+++ Records for this exercise +++

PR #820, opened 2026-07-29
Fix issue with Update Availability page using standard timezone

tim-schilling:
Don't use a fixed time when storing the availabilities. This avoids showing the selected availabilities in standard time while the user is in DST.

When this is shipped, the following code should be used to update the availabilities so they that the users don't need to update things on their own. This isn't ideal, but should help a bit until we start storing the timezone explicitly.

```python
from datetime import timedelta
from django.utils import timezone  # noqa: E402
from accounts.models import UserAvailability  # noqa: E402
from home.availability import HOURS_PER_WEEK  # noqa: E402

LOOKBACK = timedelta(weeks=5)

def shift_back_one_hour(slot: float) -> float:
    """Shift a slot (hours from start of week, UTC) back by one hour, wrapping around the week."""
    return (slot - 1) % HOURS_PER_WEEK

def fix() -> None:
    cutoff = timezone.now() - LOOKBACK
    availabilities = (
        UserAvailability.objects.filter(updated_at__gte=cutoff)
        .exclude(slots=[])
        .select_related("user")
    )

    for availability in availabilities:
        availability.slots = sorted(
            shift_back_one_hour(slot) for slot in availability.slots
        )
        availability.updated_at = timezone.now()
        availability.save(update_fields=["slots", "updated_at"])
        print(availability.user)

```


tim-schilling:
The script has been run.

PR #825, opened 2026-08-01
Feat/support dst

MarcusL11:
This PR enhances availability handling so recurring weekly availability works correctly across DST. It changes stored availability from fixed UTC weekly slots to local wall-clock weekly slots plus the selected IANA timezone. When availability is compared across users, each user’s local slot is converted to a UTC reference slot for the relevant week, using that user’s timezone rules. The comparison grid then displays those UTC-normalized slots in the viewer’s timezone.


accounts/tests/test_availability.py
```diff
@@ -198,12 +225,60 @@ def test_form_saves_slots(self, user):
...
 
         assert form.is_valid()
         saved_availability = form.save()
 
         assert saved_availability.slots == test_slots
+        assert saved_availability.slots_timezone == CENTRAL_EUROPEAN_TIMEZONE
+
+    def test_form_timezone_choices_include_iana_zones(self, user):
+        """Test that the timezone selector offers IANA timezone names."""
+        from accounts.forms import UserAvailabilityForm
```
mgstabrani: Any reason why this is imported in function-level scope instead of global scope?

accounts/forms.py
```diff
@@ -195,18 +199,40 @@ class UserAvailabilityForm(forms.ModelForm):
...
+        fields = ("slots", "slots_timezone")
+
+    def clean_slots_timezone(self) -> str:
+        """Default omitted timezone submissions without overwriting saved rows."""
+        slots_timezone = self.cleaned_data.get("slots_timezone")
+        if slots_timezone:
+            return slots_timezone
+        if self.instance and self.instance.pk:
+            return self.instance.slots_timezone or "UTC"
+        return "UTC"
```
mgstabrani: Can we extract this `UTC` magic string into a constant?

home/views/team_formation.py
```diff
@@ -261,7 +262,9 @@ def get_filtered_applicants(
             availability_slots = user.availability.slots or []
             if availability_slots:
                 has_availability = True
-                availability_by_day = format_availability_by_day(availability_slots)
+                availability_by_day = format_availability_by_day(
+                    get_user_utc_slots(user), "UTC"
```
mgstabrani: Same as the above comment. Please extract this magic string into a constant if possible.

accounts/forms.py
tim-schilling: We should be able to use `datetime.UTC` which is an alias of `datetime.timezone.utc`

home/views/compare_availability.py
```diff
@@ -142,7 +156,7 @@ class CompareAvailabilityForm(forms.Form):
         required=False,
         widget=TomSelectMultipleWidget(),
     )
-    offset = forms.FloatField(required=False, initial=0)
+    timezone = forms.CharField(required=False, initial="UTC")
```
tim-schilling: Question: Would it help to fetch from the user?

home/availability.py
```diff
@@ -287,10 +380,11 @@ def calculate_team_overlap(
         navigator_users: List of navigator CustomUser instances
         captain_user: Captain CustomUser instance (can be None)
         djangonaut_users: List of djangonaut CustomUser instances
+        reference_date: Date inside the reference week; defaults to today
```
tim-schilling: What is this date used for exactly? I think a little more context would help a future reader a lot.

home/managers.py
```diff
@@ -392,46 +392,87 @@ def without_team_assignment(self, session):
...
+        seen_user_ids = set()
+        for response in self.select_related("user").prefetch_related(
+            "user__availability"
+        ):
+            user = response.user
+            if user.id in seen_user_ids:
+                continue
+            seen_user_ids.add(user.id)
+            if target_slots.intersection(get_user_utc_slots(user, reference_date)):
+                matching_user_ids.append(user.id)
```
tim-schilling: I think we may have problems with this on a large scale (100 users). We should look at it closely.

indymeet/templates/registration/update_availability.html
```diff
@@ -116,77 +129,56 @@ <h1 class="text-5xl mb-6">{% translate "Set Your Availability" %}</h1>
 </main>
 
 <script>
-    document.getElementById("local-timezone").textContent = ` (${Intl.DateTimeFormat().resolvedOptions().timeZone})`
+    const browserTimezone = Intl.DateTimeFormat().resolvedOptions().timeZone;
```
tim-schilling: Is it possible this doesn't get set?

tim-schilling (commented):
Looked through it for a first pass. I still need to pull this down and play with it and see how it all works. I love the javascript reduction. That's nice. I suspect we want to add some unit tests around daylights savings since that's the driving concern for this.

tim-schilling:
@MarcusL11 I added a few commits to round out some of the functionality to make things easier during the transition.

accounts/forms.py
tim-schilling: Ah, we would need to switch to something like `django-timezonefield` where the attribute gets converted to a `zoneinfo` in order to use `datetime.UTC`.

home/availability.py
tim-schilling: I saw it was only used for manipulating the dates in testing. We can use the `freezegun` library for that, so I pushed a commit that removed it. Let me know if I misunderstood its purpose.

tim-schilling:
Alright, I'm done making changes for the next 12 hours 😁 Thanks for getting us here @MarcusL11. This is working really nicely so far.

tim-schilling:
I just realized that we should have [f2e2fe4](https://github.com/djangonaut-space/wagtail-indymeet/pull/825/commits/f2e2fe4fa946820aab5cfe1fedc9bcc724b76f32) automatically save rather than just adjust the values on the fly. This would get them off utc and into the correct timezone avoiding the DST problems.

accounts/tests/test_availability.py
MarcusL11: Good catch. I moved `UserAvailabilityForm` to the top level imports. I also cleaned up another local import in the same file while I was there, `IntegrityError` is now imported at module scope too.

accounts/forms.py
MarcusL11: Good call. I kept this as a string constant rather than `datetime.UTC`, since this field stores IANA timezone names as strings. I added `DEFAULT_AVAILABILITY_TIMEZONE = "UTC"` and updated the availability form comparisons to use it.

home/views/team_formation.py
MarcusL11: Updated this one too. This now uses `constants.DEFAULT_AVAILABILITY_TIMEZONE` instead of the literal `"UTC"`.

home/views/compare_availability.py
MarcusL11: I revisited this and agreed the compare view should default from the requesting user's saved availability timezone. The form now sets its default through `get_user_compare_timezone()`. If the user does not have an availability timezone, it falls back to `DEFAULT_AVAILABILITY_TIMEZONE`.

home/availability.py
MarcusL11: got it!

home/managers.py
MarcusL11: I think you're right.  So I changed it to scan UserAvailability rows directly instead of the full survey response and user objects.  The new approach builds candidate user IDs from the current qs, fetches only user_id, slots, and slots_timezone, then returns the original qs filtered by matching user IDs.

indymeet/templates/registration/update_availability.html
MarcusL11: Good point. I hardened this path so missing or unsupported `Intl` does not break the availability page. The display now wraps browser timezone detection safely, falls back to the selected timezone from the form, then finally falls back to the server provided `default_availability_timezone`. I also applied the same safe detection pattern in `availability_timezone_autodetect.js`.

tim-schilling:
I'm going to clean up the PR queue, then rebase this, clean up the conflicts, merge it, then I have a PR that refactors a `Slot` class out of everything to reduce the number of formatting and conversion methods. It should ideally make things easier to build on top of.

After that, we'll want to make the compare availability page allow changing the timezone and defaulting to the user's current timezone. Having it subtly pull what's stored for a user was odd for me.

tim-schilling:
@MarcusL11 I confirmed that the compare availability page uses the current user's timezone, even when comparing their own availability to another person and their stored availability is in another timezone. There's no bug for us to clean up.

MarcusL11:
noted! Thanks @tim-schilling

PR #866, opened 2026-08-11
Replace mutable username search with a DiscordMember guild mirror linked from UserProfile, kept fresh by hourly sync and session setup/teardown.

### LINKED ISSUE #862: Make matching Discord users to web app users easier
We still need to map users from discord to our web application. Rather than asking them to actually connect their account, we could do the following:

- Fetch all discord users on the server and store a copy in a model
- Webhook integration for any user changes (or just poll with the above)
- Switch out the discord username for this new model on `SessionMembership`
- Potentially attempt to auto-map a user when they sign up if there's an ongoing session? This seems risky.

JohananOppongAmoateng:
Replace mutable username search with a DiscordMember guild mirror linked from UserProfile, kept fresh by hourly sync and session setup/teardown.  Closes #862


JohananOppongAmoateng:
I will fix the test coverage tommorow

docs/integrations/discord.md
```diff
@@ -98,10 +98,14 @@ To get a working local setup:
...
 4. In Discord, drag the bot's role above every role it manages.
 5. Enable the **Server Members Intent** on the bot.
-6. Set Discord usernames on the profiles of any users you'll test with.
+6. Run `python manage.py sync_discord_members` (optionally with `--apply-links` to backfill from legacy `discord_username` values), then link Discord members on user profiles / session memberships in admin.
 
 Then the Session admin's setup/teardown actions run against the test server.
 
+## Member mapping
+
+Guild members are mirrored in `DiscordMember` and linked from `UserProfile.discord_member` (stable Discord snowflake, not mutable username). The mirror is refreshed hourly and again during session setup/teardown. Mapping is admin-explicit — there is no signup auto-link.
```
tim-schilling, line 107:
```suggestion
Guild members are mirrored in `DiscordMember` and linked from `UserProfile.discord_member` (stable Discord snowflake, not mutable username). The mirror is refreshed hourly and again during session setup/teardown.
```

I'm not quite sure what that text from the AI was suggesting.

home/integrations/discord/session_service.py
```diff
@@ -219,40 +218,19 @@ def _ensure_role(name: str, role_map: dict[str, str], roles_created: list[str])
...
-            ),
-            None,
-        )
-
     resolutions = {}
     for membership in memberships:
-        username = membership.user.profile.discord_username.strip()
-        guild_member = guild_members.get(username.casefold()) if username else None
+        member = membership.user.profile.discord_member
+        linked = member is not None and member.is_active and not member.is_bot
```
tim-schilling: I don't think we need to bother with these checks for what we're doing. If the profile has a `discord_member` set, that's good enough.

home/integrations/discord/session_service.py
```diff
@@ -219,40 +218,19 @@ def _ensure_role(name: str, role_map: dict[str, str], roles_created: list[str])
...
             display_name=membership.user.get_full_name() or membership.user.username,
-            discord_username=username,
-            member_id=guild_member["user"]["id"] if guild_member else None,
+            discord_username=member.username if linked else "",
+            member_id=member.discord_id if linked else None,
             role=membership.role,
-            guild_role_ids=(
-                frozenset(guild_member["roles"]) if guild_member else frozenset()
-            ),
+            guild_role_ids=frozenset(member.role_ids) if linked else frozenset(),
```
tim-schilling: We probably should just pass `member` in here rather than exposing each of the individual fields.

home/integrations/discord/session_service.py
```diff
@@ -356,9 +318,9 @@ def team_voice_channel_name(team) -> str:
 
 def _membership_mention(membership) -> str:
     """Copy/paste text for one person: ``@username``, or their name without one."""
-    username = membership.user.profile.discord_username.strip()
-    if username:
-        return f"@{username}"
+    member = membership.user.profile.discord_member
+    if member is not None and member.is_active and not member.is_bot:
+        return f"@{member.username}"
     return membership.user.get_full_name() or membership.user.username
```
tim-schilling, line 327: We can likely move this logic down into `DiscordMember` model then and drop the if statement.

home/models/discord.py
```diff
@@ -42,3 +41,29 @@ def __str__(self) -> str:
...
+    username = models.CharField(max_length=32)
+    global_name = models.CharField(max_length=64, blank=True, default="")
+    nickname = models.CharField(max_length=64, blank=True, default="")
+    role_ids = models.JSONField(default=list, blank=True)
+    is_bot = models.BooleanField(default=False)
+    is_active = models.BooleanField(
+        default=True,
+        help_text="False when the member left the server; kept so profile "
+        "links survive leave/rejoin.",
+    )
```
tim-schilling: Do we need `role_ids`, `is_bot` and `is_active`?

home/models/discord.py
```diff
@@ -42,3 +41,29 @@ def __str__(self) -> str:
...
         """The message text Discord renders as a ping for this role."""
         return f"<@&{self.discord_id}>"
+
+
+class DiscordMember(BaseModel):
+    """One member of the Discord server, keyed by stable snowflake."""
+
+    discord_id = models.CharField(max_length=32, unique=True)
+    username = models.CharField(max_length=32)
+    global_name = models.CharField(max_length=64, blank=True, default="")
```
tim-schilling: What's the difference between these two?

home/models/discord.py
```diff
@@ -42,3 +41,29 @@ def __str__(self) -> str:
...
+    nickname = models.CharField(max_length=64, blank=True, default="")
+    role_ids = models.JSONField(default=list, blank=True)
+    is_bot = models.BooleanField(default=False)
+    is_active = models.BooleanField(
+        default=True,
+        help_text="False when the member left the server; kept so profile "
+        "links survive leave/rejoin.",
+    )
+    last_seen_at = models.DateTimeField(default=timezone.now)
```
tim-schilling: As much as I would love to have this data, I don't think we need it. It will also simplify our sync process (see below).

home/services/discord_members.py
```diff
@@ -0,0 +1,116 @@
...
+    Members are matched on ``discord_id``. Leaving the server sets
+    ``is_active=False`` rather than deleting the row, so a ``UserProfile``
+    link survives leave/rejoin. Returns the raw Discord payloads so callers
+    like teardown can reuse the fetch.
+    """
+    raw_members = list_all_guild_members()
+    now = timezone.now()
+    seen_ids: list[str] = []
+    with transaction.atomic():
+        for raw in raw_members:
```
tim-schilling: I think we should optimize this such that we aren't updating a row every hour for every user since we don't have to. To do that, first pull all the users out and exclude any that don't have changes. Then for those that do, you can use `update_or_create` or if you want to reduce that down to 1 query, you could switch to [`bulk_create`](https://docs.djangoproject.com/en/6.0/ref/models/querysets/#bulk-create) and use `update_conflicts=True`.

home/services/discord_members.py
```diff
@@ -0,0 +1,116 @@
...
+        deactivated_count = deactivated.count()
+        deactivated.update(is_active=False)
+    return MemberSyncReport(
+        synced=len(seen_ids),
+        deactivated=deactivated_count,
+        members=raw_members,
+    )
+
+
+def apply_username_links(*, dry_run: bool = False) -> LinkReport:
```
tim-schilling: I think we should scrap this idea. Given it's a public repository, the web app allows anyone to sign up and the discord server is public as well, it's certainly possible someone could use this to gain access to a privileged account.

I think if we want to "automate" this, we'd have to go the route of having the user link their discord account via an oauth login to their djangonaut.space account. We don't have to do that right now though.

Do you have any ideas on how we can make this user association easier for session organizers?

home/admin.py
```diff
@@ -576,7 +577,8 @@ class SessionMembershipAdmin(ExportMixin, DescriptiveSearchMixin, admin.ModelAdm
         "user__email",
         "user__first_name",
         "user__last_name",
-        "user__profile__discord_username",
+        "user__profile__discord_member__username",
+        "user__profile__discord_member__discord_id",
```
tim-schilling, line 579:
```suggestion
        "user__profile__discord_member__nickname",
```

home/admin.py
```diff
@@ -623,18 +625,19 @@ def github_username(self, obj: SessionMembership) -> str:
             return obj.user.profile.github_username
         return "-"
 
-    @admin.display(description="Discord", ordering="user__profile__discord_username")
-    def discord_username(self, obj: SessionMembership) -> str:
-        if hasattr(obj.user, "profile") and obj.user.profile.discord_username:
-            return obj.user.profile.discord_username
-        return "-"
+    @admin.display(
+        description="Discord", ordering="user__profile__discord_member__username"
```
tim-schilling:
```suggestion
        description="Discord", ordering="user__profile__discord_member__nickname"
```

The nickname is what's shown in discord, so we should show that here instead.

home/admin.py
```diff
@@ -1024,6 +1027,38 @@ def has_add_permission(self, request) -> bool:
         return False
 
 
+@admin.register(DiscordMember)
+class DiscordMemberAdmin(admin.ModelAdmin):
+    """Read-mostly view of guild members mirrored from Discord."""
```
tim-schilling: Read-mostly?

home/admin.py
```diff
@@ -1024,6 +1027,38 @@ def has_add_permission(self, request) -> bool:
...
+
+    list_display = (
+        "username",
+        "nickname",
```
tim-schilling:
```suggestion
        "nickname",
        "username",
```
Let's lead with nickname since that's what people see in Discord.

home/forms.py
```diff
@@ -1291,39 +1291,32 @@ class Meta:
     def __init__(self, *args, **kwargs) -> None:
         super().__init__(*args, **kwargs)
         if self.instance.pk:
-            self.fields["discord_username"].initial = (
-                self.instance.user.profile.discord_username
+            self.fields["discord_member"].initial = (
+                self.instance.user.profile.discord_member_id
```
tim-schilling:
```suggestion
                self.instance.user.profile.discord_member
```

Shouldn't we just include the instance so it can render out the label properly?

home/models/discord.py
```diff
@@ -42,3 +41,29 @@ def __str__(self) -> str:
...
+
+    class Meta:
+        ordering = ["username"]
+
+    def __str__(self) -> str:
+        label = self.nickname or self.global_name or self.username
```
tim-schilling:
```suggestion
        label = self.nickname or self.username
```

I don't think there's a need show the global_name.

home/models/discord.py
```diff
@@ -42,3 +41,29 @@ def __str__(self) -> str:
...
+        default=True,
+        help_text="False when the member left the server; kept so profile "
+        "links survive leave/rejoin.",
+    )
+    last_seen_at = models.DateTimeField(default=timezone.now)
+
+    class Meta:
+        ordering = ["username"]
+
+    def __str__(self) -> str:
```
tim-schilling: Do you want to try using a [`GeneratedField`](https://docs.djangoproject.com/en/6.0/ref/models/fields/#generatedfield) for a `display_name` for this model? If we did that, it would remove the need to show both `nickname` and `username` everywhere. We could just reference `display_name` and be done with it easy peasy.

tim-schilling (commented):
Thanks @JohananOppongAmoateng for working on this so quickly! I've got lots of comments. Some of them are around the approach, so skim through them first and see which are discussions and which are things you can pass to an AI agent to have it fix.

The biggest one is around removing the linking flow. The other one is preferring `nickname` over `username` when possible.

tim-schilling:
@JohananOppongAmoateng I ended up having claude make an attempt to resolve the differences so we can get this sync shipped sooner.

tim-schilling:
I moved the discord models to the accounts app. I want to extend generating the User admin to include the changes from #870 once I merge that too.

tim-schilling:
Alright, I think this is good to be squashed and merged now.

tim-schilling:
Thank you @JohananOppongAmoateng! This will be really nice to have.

+++

With "response" as the string to match, show every line of the entries above that has it.

+        for response in self.select_related("user").prefetch_related(
+            user = response.user
MarcusL11: I think you're right.  So I changed it to scan UserAvailability rows directly instead of the full survey response and user objects.  The new approach builds candidate user IDs from the current qs, fetches only user_id, slots, and slots_timezone, then returns the original qs filtered by matching user IDs.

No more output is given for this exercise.